PR #3055, opened 2022-11-16
Configure and document how to diff sqlite schema changes

fwilhe:
By default, git won't show how *binary* files have changed.
Since we have a sqlite file as part of the end to end tests, it might be useful to see how the schema of that database has changed.
This document describes how to configure git to show schema changes.


jjtang1985 (approved):
LGTM, by checking the original answer.
Question: have you tried?

PR #3056, opened 2022-11-16
chore: oauth2refreshtoken auth flow

deekshas8:
Relates SAP/cloud-sdk-backlog#884


FrankEssenberger (approved):
LGTM - I am very happy with the implementation. Also a mocked test for positive and negative are there and a sample in the autho-flow tests. Very good. I changed the PR form `closes` issue to `relates` because please also add a real E2E test in our nightly job and a follow up ticket to investigate and optimize for the potentially unused call to fetch the service token again.

PR #3058, opened 2022-11-16
fix: fix formatting bug

YuanZhuang107:
Closes SAP/cloud-sdk-backlog#953

Add "Service" in the reserved words list.


FrankEssenberger (approved):
LGTM

packages/generator/src/service-name-formatter.spec.ts
```diff
@@ -112,6 +112,7 @@ describe('name-formatter', () => {
       expect(formatter.originalToComplexTypeName('BigNumber')).toBe(
         'BigNumber_1'
       );
+      expect(formatter.originalToEntityClassName('Service')).toBe('Service_1');
```
FrankEssenberger, line 115: Just a general comment. It is always nice to have tests not to test different things so that when a test fails you directly see what was broken. In this case it is still fine but often it is good to create a second dedicated `it` step and not put the expect in an existing test.

YuanZhuang107: I see. Thanks for sharing :)

jjtang1985 (commented):
Sorry for late review.
Here are my comments.
- please also make a cherry pick to `v2-main` branch, as this is a bug, requested by a user
- you said the changelog was missing
  - please just create another PR for adding it to `main`
  - then cherry pick the commit to `v2-main`

PR #3082, opened 2022-11-21
Bootstrap version 3 upgrade guide

fwilhe:
Closes SAP/cloud-sdk-backlog#934.


V3-Upgrade-Guide.md
```diff
@@ -0,0 +1,35 @@
...
+
+## How to upgrade SAP Cloud SDK for JavaScript to Version 3
+
+This document collects information on how to upgrade Cloud SDK version 2 to version 3.
+If you encounter issues with the documentation or while upgrading, please [open an issue in our GitHub repository](https://github.com/SAP/cloud-sdk-js/issues/new/choose).
+
+## Update your project dependencies
+
+Search for occurrences of `@sap-cloud-sdk/[some module]` in your `package.json` files.
+Replace the `2.x.y` version numbers with the [most recent `3.x.y` version number](https://github.com/SAP/cloud-sdk-js/releases).
```
florian-richter, line 22:
```suggestion
Replace the version numbers with `^3`.
```
[req] https://github.com/SAP/cloud-sdk/blob/main/STYLEGUIDE.md#do-not-use-formats-xy-or-xyz

florian-richter: [pp] Can we supply a `sed` (and windows equivalent) command to replace this with a single command?

V3-Upgrade-Guide.md
```diff
@@ -0,0 +1,35 @@
...
+We recommend updating your applications in one commit or pull request and making sure everything still works using your existing test suite.
+
+## Generator CLI
+
+<!-- TODO: This is only meant as an example for sections in the upgrade guide. Improve this section and add new sections as you see fit. -->
+
+The SAP Cloud SDK includes two "generator" cli applications for OData and for OpenAPI clients.
+For historic reasons the command-line arguments of both applications were different in cases where this does not make sense.
+In version 3, the arguments are aligned and deprecated arguments have been removed.
+Please see (insert link here) for the current documentation on the cli arguments.
```
florian-richter, line 35:
```suggestion
<!-- TODO: This is only meant as an example for sections in the upgrade guide. Improve this section and add new sections as you see fit.

## Generator CLI

The SAP Cloud SDK includes two "generator" cli applications for OData and for OpenAPI clients.
For historic reasons the command-line arguments of both applications were different in cases where this does not make sense.
In version 3, the arguments are aligned and deprecated arguments have been removed.
Please see (insert link here) for the current documentation on the cli arguments.
-->
```
[pp] This avoids a problem if we forget to remove this later.

florian-richter (changes requested):

florian-richter (approved):
Approved but I would appreciate an answer to my [pp] comment to supply a bash one-liner to edit the package.json according to the upgrade guide.

V3-Upgrade-Guide.md
```diff
@@ -0,0 +1,35 @@
...
+It will eventually end up in the SDK docs portal and release notes for version 3.
+
+Please add you items below when creating a change which will involve manual tasks for the user when performing the upgrade.
+Add sections to the document as you see fit.
+
+<!-- Everything below this line should be written in the style of enduser documentation. If you need to add hints for SDK developers, to that above. -->
+
+## How to upgrade SAP Cloud SDK for JavaScript to Version 3
+
+This document collects information on how to upgrade Cloud SDK version 2 to version 3.
```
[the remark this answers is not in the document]
fwilhe: Oh it took me a while to understand what you meant, but now I got it. The metaphor of a 'todo-list' didn't seem too obvious to me, maybe we can find a better way to express and structure that, but I've taken it to v3 for now for consistencies sake. Thanks.

fwilhe:
> Approved but I would appreciate an answer to my [pp] comment to supply a bash one-liner to edit the package.json according to the upgrade guide.

Thanks. I did not forget about your comment, but I wanted to do some research on how to do this properly.

For example this is what you get by docusaurus:
Screenshot 2022-11-22 at 11 18 05
 
I guess we could also tell users to do `npm i @sap-cloud-sdk/foobar@latest`, but then they would need to know which sdk artifacts they use. I know this can be inspected with `npm ls` but that sounds a bit complex to describe.

I'm not sure if providing an `sed(1)` snippet will be of such big help. Is there a proper npm/yarn solution that works cross-platform?

florian-richter:
I mean this would be a great use-case for a CLI... sadly we discontinued our CLI long ago. Running the check on `npm install` is a bad practice and we don't have access to a `serve` command or similar.

Maybe we could provide a mini-package to be executed via `npx @sap-cloud-sdk/upgrade` or similar...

**********

PROBLEM TO WORK ON:
Word for word, repeat every line of the data.

TASK SOLUTION:
PR #3055, opened 2022-11-16
Configure and document how to diff sqlite schema changes

fwilhe:
By default, git won't show how *binary* files have changed.
Since we have a sqlite file as part of the end to end tests, it might be useful to see how the schema of that database has changed.
This document describes how to configure git to show schema changes.


jjtang1985 (approved):
LGTM, by checking the original answer.
Question: have you tried?

PR #3056, opened 2022-11-16
chore: oauth2refreshtoken auth flow

deekshas8:
Relates SAP/cloud-sdk-backlog#884


FrankEssenberger (approved):
LGTM - I am very happy with the implementation. Also a mocked test for positive and negative are there and a sample in the autho-flow tests. Very good. I changed the PR form `closes` issue to `relates` because please also add a real E2E test in our nightly job and a follow up ticket to investigate and optimize for the potentially unused call to fetch the service token again.

PR #3058, opened 2022-11-16
fix: fix formatting bug

YuanZhuang107:
Closes SAP/cloud-sdk-backlog#953

Add "Service" in the reserved words list.


FrankEssenberger (approved):
LGTM

packages/generator/src/service-name-formatter.spec.ts
```diff
@@ -112,6 +112,7 @@ describe('name-formatter', () => {
       expect(formatter.originalToComplexTypeName('BigNumber')).toBe(
         'BigNumber_1'
       );
+      expect(formatter.originalToEntityClassName('Service')).toBe('Service_1');
```
FrankEssenberger, line 115: Just a general comment. It is always nice to have tests not to test different things so that when a test fails you directly see what was broken. In this case it is still fine but often it is good to create a second dedicated `it` step and not put the expect in an existing test.

YuanZhuang107: I see. Thanks for sharing :)

jjtang1985 (commented):
Sorry for late review.
Here are my comments.
- please also make a cherry pick to `v2-main` branch, as this is a bug, requested by a user
- you said the changelog was missing
  - please just create another PR for adding it to `main`
  - then cherry pick the commit to `v2-main`

PR #3082, opened 2022-11-21
Bootstrap version 3 upgrade guide

fwilhe:
Closes SAP/cloud-sdk-backlog#934.


V3-Upgrade-Guide.md
```diff
@@ -0,0 +1,35 @@
...
+
+## How to upgrade SAP Cloud SDK for JavaScript to Version 3
+
+This document collects information on how to upgrade Cloud SDK version 2 to version 3.
+If you encounter issues with the documentation or while upgrading, please [open an issue in our GitHub repository](https://github.com/SAP/cloud-sdk-js/issues/new/choose).
+
+## Update your project dependencies
+
+Search for occurrences of `@sap-cloud-sdk/[some module]` in your `package.json` files.
+Replace the `2.x.y` version numbers with the [most recent `3.x.y` version number](https://github.com/SAP/cloud-sdk-js/releases).
```
florian-richter, line 22:
```suggestion
Replace the version numbers with `^3`.
```
[req] https://github.com/SAP/cloud-sdk/blob/main/STYLEGUIDE.md#do-not-use-formats-xy-or-xyz

florian-richter: [pp] Can we supply a `sed` (and windows equivalent) command to replace this with a single command?

V3-Upgrade-Guide.md
```diff
@@ -0,0 +1,35 @@
...
+We recommend updating your applications in one commit or pull request and making sure everything still works using your existing test suite.
+
+## Generator CLI
+
+<!-- TODO: This is only meant as an example for sections in the upgrade guide. Improve this section and add new sections as you see fit. -->
+
+The SAP Cloud SDK includes two "generator" cli applications for OData and for OpenAPI clients.
+For historic reasons the command-line arguments of both applications were different in cases where this does not make sense.
+In version 3, the arguments are aligned and deprecated arguments have been removed.
+Please see (insert link here) for the current documentation on the cli arguments.
```
florian-richter, line 35:
```suggestion
<!-- TODO: This is only meant as an example for sections in the upgrade guide. Improve this section and add new sections as you see fit.

## Generator CLI

The SAP Cloud SDK includes two "generator" cli applications for OData and for OpenAPI clients.
For historic reasons the command-line arguments of both applications were different in cases where this does not make sense.
In version 3, the arguments are aligned and deprecated arguments have been removed.
Please see (insert link here) for the current documentation on the cli arguments.
-->
```
[pp] This avoids a problem if we forget to remove this later.

florian-richter (changes requested):

florian-richter (approved):
Approved but I would appreciate an answer to my [pp] comment to supply a bash one-liner to edit the package.json according to the upgrade guide.

V3-Upgrade-Guide.md
```diff
@@ -0,0 +1,35 @@
...
+It will eventually end up in the SDK docs portal and release notes for version 3.
+
+Please add you items below when creating a change which will involve manual tasks for the user when performing the upgrade.
+Add sections to the document as you see fit.
+
+<!-- Everything below this line should be written in the style of enduser documentation. If you need to add hints for SDK developers, to that above. -->
+
+## How to upgrade SAP Cloud SDK for JavaScript to Version 3
+
+This document collects information on how to upgrade Cloud SDK version 2 to version 3.
```
[the remark this answers is not in the document]
fwilhe: Oh it took me a while to understand what you meant, but now I got it. The metaphor of a 'todo-list' didn't seem too obvious to me, maybe we can find a better way to express and structure that, but I've taken it to v3 for now for consistencies sake. Thanks.

fwilhe:
> Approved but I would appreciate an answer to my [pp] comment to supply a bash one-liner to edit the package.json according to the upgrade guide.

Thanks. I did not forget about your comment, but I wanted to do some research on how to do this properly.

For example this is what you get by docusaurus:
Screenshot 2022-11-22 at 11 18 05
 
I guess we could also tell users to do `npm i @sap-cloud-sdk/foobar@latest`, but then they would need to know which sdk artifacts they use. I know this can be inspected with `npm ls` but that sounds a bit complex to describe.

I'm not sure if providing an `sed(1)` snippet will be of such big help. Is there a proper npm/yarn solution that works cross-platform?

florian-richter:
I mean this would be a great use-case for a CLI... sadly we discontinued our CLI long ago. Running the check on `npm install` is a bad practice and we don't have access to a `serve` command or similar.

Maybe we could provide a mini-package to be executed via `npx @sap-cloud-sdk/upgrade` or similar...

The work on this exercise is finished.